NEW YORK (The Deal)--With a $3 billion buyout offer that Paul Singer's Elliott Management announced on Wednesday, Riverbed Technology (RVBD) would join the ranks of Dell, BMC Software and Websense as another tech group that has gone private to navigate changes to the business.
The question is how receptive chairman and CEO, co-founder Jerry Kennelly, and the rest of the board will be to Elliott. When the hedge fund first took a stake in November, Riverbed adopted a shareholder rights plan.
Elliott's $19 per share bid represents a 26% premium to Riverbed's stock price before the hedge fund made a regulatory filing on Nov. 8, disclosing its position.

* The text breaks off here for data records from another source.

PR #1682, opened 2020-05-11
feat(Checkboxes): Update input targets on checkboxes and radio-buttons

delisma:
Updating the input type radio and checkbox with bigger target input
radio-buttons-specs


src/plugins/navseq/_base.scss
```diff
@@ -0,0 +1,145 @@
+/*
+	Local experimental styling
+
+	- Experimental CSS specific for view port are defined in the "views/[view port]" theme CSS
+*/
```
delisma, line 5: File shouldn't be in this commit

Gruntfile.coffee
```diff
@@ -793,6 +793,8 @@ module.exports = (grunt) ->
 						"E032" # `.modal-content` must be a child of `.modal-dialog`
 						"W009" # Using empty spacer columns isn't necessary with Bootstrap's grid. So instead of having an empty grid column with `class="col-xs-12"` , just add `class="col-xs-offset-12"` to the next grid column.
 						"E012" # `.input-group` and `.col-*-*` cannot be used directly on the same element. Instead, nest the `.input-group` within the `.col-*-*`
+						"E017" # GCWeb wants to support explicit labels when using checkbox inputs under the .provisional > .checkbox classes
+						"E018" # GCWeb wants to support explicit labels when using radio inputs under the .provisional > .radio classes
```
delisma, line 797: Is there a way to add a bootlint rule for explicit `labels`, to have a `for` attributes that match an `id` on an `input` element?

duboisp: You can check the bootlint website/tool: https://github.com/twbs/bootlint

delisma: @duboisp After reading the Bootlint doc, I need to modify the `bootlint_test.js`, but can't seem to find it in `wet-boew/geweb`. Is this file located in `wet-boew/wet-boew` instead?

StdGit: Is it just a typo perhaps ?
gcweb not geweb

duboisp: Je pense que c'est cette section du gruntfile que tu recherche car c'est les paramètre envoyé à bootlint. Un fichier "coffee" est à la base un fichier javascript.

delisma: @duboisp the coffee file adds exception the bootlint_test.js file adds rules. The coffee file in this PR already adds the exception to make sure travis doesn't complain. But I'm looking into a way to make GCWeb specific bootlint rules too when building plugins or components for Canada.ca.

src/plugins/checkboxes/checkbox.scss
```diff
@@ -0,0 +1,137 @@
...
+			label::before {
+				/* (0,2,2) */
+				border-radius: 50%;
+			}
+		}
+
+		&:hover + span::before,
+		+ label:hover::before {
+			/* (0,3,1) */
+			background-image: linear-gradient(to bottom, hsl(10, 0%, 90%), hsl(10, 0%, 100%) 50%);
```
GormFrank, line 84: You should try out mixins to avoid duplication.

src/plugins/checkboxes/checkbox.scss
```diff
@@ -0,0 +1,137 @@
+.provisional {
```
GormFrank, line 1: This could potentially affect other provisional features related to forms, like wb-postback. Since wb-postback is provisional the form will get those new styles and it could be unwanted.

delisma: I will scope it a little bit more:
```suggestion
.provisional {
   .chckbxrdio-grp label {
```
Would that make sense?

site/pages/xprmntl/checkboxes-en.hbs
```diff
@@ -0,0 +1,194 @@
...
+	<h2>Example 2</h2>
+	<fieldset class="chkbxrdio-grp">
+		<legend>
+		Which is your favorite pet: <small class="text-muted">(checkboxes + implicit label, large box)</small>
+		</legend>
+		<ul class="list-unstyled lst-spcd-2">
+			<li class="radio">
+				<label>
+					<input name="cond13" type="radio" id="cond13-a">
+					<span>Dog</span>
```
duboisp, line 76: General comment,
we try to not have the need to add accessory "span" only for style. If that is needed, it is preferred to do it via a plugin. In the future plugin might get transform to use shadow dom.
If the new style is only feasible for implicit label and not explicit then make that new style only available for implicit label.

src/plugins/checkboxes/checkbox.scss
```diff
@@ -0,0 +1,137 @@
...
+	[type="radio"]:checked + {
+		span::before,
+		label::before {
+			/* (0,3,2) */
+			background: #444;
+		}
+	}
+
+	[type="checkbox"]:checked + {
+		span::after,
```
GormFrank, line 121: Can you try something like this to avoid using a span?

EXPLICIT
`[type="checkbox"]:checked + label::after`

IMPLICIT
`label [type="checkbox"]:checked::after`

src/plugins/checkboxes/checkboxes-en.hbs
```diff
@@ -0,0 +1,232 @@
...
+			<input type="checkbox"
+					id="cond11">
+				<span>You are a resident of Canada</span>
+			</label>
+		</li>
+		<li class="checkbox">
+			<label>
+			<input type="checkbox"
+					id="cond12">
+				<span>You are 15 years of age or older when you apply</span>
```
GormFrank, line 39: Do you need the span here even though it is implicit?

src/plugins/checkboxes/checkbox.scss
GormFrank: Still too broad

src/plugins/checkboxes/checkbox.scss
delisma: Unfortunately, only explicit label can be supported with that approach, because we cannot target a parent element of a checked element with `CSS`

src/plugins/checkboxes/checkboxes-en.hbs
delisma: The `span` is required for implicit labels not for explicit label. It makes it easier to style a child element of a checked element. Will probably use a plugin approach to support implicit labels for checkboxes and radio buttons.

PR #1684, opened 2020-05-20
Theme: Add class to force latest font styles

### LINKED ISSUE #1634: GCWeb forms use a signficiantly smaller font size than its standard font, can't be overridden

EricDunsworth:
- Fixes #1634
- Supersedes #1676
- Related to #1654


delisma:
@EricDunsworth What do you need to remove it from its draft status? Should we include the button sizing issue with this PR too?

EricDunsworth:
@delisma Pretty much just need to find the time to get back to it. The files changed tab has some random todo comments and the like about things that still need to be looked into (including buttons).

Will try to see if I can finally get this sorted out later this week.

delisma:
@EricDunsworth I'll try to give you a hand too and go thru your TODOs. This issue is becoming prominent at TBS.

EricDunsworth:
FWIW I'm gonna try looking into this some more for the next 1-2 hours.

src/_provisional.scss
```diff
@@ -149,12 +149,110 @@
...
+			@extend %gcweb-default-font-size;
+		}
+
+		&.btn:not(.btn-call-to-action), &.form-control,
+		.btn:not(.btn-call-to-action), .form-control {
+			padding: 6px 12px;
+			/*TODO: This conflicts with the below selector that's based on the call to action button's paddinge*/
+		}
+
+		/*Ripoff of call to action button properties to use as baseline for normal buttons*/
```
delisma, line 187: @EricDunsworth Wouldn't it not be better to the `btn-call-to-action` to behave more like WET/Bootstrap button? Maybe resizing the WET/Bootstrap buttons to match the `btn-call-to-action` font-size would prevent conflicts and tons of overrides.

src/_provisional.scss
```diff
@@ -149,12 +149,110 @@
...
+		}
+
+		/*
+		TODOS:
+		-Could any mixins or placeholder selectors from Bootstrap's SCSS be leveraged for provisional button styles?
+		-Come up with a better class name?
+		-Use consistent line breaks in selector rules (e.g. placing each rule on its own line)
+		-Determine whether to base button font sizes and padding on pixels or pixels (call to action uses em, Bootstrap/WET use pixels)
+		-Rework this into two setups: the provisional styles and an opposite "current" class (for anyone that wants to force a tiny font size)
+		-Get rid of the need for having to use ":not(.btn-call-to-action)" everywhere
```
delisma, line 248: I agree

src/_provisional.scss
EricDunsworth: I'm currently experimenting a bit more with button font sizes/padding/etc to see how that might work out in practice. Like how things would be like if call to action didn't exist.

It's trickier than just making each button size use the next highest size's properties though. Bootstrap uses a sliding scale of sorts when increasing font size, padding, etc for bigger button sizes. So it isn't as straightforward as adding like 4px extra to each property for each size increment. I think part of it will be a matter of perception/opinion.

What I find weirdest about call to action buttons is that their font size is 22px... GCWeb's baseline font is 20px (WET is 16px, Bootstrap is 14px). Both WET and Bootstrap re-use their baseline font size for buttons (so normal button text isn't any larger in those).

The one thing about call to action buttons that's kind of grown onto me is text-shadow... it gives off the perception of slightly higher contrast around white text. So I might sneak it into normal buttons that use white text. Unfortunately it doesn't really work out for darker text though (causes the text to get kind of blurry).

delisma: Yes, I've seen sliding scale in the wild recently. Do you think that we could leverage the Bootstrap sliding all the way up to GCWeb? I would much prefer to architect the buttons in GCWeb in a way that we can recreate `btn-call-to-action` from a common architecture, even if at end some design elements are exclusive the CTA button.

EricDunsworth: Whoops - meant to say curve instead of sliding scale :S. What I had in mind was how Bootstrap doesn't seem to increment fonts/padding/etc by a preset amount when going from extra-small to large buttons. Which makes increasing button sizes trickier than it'd of otherwise been. For example, Bootstrap's ``btn-xs`` class uses 1px top/bottom padding, then increases to 5px for ``btn-sm``, 6px for ``btn`` and 10px for ``btn-lg``. There isn't really a preset pattern for how the increments are done. So I have to add my opinion into the mix to try determining what looks best in practice.

Haven't forced-pushed an update yet, but what I'm currently looking into is using ``@include button-size()`` to redeclare all button styles to what I'd consider to be appropriate for GCWeb. For call to action buttons, I'm undoing the non-standard properties (like margins/padding) to basically turn it into a colour class. Also using ``text-shadow`` on all buttons that contain white text (borrowed from call to action).

All of those alternations will require the ``provisional`` class to be used in some way or another. Either directly alongside the current element's classes (e.g. ``<button class="provisional btn btn-default">``) or alongside another provisional class on a parent element (e.g. ``<div class="provisional force-style-gcweb-latest">``).

delisma: I was thinking of [curve](https://type-scale.com/) too. I'll wait for your push. For what I understand you're going in the direction that makes total sense.

src/_provisional.scss
```diff
@@ -149,6 +149,528 @@
...
+TODOS:
+-IIRC disabled inputs are looking darker than expected due to WET/GCWeb overrides
+-I'd like to maybe adjust small/large line heights to be different from GCWeb's default
+-Separate temp Bootstrap selectors from GCWeb-specific ones (e.g. call to action, 11px margin-top for radio buttons, etc...)
+
+*/
+
+
+%gcweb-btn {
+	@include button-size($gcweb-padding-base-vertical, $gcweb-padding-base-horizontal, $gcweb-font-size-base, $gcweb-line-height-base, $gcweb-btn-border-radius-base);
```
GormFrank, line 225: New default (or "md" if you wish) button padding should match the [current CTA pattern](https://wet-boew.github.io/GCWeb/templates/content-en.html#call-to-action). However, I noticed that .54em was better looking than .58em when zooming in on a button used in pair with inline text boxes, so I went with .54em for fielflow buttons.

src/_provisional.scss
```diff
@@ -149,6 +149,528 @@
...
+
+	&.btn-xs {
+		@extend %gcweb-btn-xs;
+	}
+
+	&.btn-call-to-action {
+		@extend %gcweb-btn-call-to-action-margin;
+	}
+
+	&.gc-form-font-new {
```
GormFrank, line 662: It was decided that the class name required to get the increased font size in forms would temporarily be `.gc-font-2019` until it becomes stable, and will not be used in pair with the ".provisional" class.

GormFrank (changes requested):
@EricDunsworth I know it's a draft, sorry for adding Request changes :/

src/_provisional.scss
```diff
@@ -149,6 +149,528 @@
...
+	/*keep post-finalization*/
+	.checkbox,
+	.checkbox-inline,
+	.radio,
+	.radio-inline {
+		@extend %gcweb-main-font-size-line-height;
+	}
+
+	legend {
+		font-size: ($gcweb-font-size-base * 1.5);
```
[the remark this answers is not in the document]
EricDunsworth: My rationale is that's what Bootstrap does lol. Legends only look like regular text when the ``chkbxrdio-grp`` class is used on their parent ``<fieldset>``.

This is a copy of Bootstrap's ``legend`` selector that uses a GCWeb-specific variable instead of Bootstrap's equivalent one:
https://github.com/twbs/bootstrap-sass/blob/master/assets/stylesheets/bootstrap/_forms.scss#L25

FWIW that's how most of this PR works. I basically copied all of Bootstrap's form selectors, gutted most of their properties and only kept ones that needed to be re-declared as overrides (primarily those that use variables). Plus some extra selectors to deal with quirks in WET/GCWeb.

As for the design of legends in general, IMO it is strange how Bootstrap decided to make its legends look so big :S. But it should be kept in mind that Bootstrap's base font size is 14px. In that context the legend's font size (21px) is bigger than normal text, but still looks clearly smaller than headings. By comparison, WET increased the base font size to 16px while keeping heading sizes as-is. As a result, WET's legends look almost like high-level headings. GCWeb's legends currently look the same as in WET. But with this PR, they'd balloon to 30px since GCWeb's base font is 20px.

src/_provisional.scss
```diff
@@ -149,6 +149,528 @@
...
+		margin-bottom: $gcweb-line-height-computed;
```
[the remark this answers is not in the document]
EricDunsworth: This selector also comes from Bootstrap and can be suppressed with the ``chkbxrdio-grp`` class:
https://github.com/twbs/bootstrap-sass/blob/master/assets/stylesheets/bootstrap/_forms.scss#L24

src/_provisional.scss
EricDunsworth: Ok cool :). I'll update this PR to match in my next set of updates.

Btw is the ``gc-font-2019`` class meant to be used in any situation where the font size needs to be increased? For example, would all of the following coding samples be considered ok to use that class in?
* ``<div class="gc-font-2019">...</div>`` (or any other container element)
* ``<form class="gc-font-2019">...</form>``
* ``<a class="btn btn-default gc-font-2019">...</a>`` (for one-off-buttons... buttons with a parent element that uses ``gc-font-2019`` wouldn't need this)

IIRC the last time I discussed it with @duboisp a couple of months ago, his stance was that he wanted to scrap the dedicated class and make it possible to just throw the ``provisional`` class onto any ``<form>`` element or in combination with the ``btn`` class for one-off buttons. But as you can see in my notes, I had some concerns since I felt like there were still valid use cases where a non-``<form>`` container element might need to be used.

src/_provisional.scss
EricDunsworth: IIRC the button sizing changes this PR makes are meant to be based on the premise of increasing each button style's font size to more or less match one size above what they'd normally be (e.g. GCWeb's ``btn`` class would sorta resemble WET's ``btn-lg`` class, etc...).

The current call to action (CTA) button styles are inconsistent with that. It's not based on the same font sizing scheme or design principles (like margins) as Bootstrap/WET's button styles. So I can't really turn GCWeb's medium button styles into an exact match for CTA without causing a whole lot of other headaches.

For example:
* GCWeb's default font size is 20px whereas the CTA button font size is 22px.
* Generic button classes don't use outer margins, whereas CTA does.
* CTA buttons use text shadows, whereas Bootstrap/WET's buttons don't.

IIRC past discussions I've had about this indicated that I'd be able to pitch changes to the CTA button styles to match whatever generic "medium" button style comes out of this PR. With the only exception being the CTA button's margins (although I was thinking of allowing the margins to be undone if a ``provisional`` class is used on a CTA button). @duboisp and @delisma might need to chime in on this.

Btw I also have many more button size variations to contend with and need to ensure their sizing differences are easy to perceive. I'd of liked to post a screenshot of all my side-by-side button size examples but can't do so atm since I'd need to reset my GCWeb build system to do it lol.

delisma:
@EricDunsworth I will `Reset hard` and apply all your changes on top and `force push` everything back in the PR.

EricDunsworth:
Btw I believe #1976 is (was?) slated to supersede this PR at some point.

That's why I never bothered rebasing this one when GCWeb's repo structure got reworked. Felt like this PR had reached a dead end and was just waiting for the newer PR to close-it off.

Shares of Riverbed raced past Elliott's buyout offer on Wednesday, gaining $1.68, or 9.41% to close at $19.53.
The proposal includes a 45-day "go-shop" window that would allow the tech group to seek out higher bids. Other technology companies may be hard-pressed to top Elliott's bid, although other financial suitors could emerge.
Elliott portfolio manager Jesse Cohn told Riverboard's board in a Wednesday letter that waning sales in its legacy business and the cost of acquisitions and organic diversification efforts have hurt the company's valuation.
Riverbed said it would review Elliott's offer in a statement.
"There are an awful lot of venders going the way of Dell and BMC," said Ovum plc analyst Roy Illsley, regarding the trend of established technology companies going private.
San Francisco-based Riverbed sells hardware and software to large enterprises for their wide area networks. Its products address latency and bandwidth limitations in systems that cover substantial distances.
The market has leaned more heavily toward software in recent years, presenting a challenge to growth. "You can buy anybody's switch, router or controller and you can manage it from a software layer," Illsley said. Riverbed has to protect its legacy revenue stream, Illsley added, while developing its software business.